DATA FOR PROCESSING:

PR #5545, opened 2015-07-20
Adjust the sorting method for taxonomy terms, so that the weight value is smaller in the front

yw80:
Smaller in front is common, such as admin menu.
In the past, the bigger in the front is not convenient, also make trouble for people.

### DIFF
--- a/src/Orchard.Web/Modules/Orchard.Taxonomies/Models/TermPart.cs
+++ b/src/Orchard.Web/Modules/Orchard.Taxonomies/Models/TermPart.cs
@@ -71,7 +71,7 @@ namespace Orchard.Taxonomies.Models {
                 // if two nodes have the same parent, then compare by weight, then by path 
                 // /1/2/3 vs /1/2/4 => 3 vs 4
                 if (x.Path == y.Path) {
-                    var weight = y.Weight.CompareTo(x.Weight);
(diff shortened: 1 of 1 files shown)


sebastienros:
This cannot be done that easily as it would break all existing websites. So this change would require two things;
- we discuss it publicly and agree on the change
- provide some upgrade path to change the weights of all existing terms

yw80:
I think the use of taxonomy is only a few, perhaps because of bugs in the taxonomy, such as the lack of technical name, resulted in many non English users in the use of taxonomy will encounter very serious failure.

Maybe the upgrade process is not complicated, just need to modify the Orchard_Taxonomies_TermPartRecord and Orchard_Framework_ContentItemRecord two tables. 

By the way, I don't know why the Weight value stored in two tables, is it a bit redundant?

yw80:
All other pages are smaller in front, to modify the taxonomy to smaller in front can unified user experience, reducing trouble.
If a larger value in front, then the Weight of the first item how to set it? If it is set to 10, then if terms more than 10, we need to modify all the previous Weight value in order to add a new term, very troublesome.

sebastienros:
I don't disagree with the reason of the change, but lots of websites use it already, and this specific weight property, so it's very risky to change it.

yw80:
ok, there may be a better solution later on.
thank you for your reply.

EXERCISE GOAL: Tell how many lines above contain the word "front". Give the number alone.

WRITTEN ANSWER: 5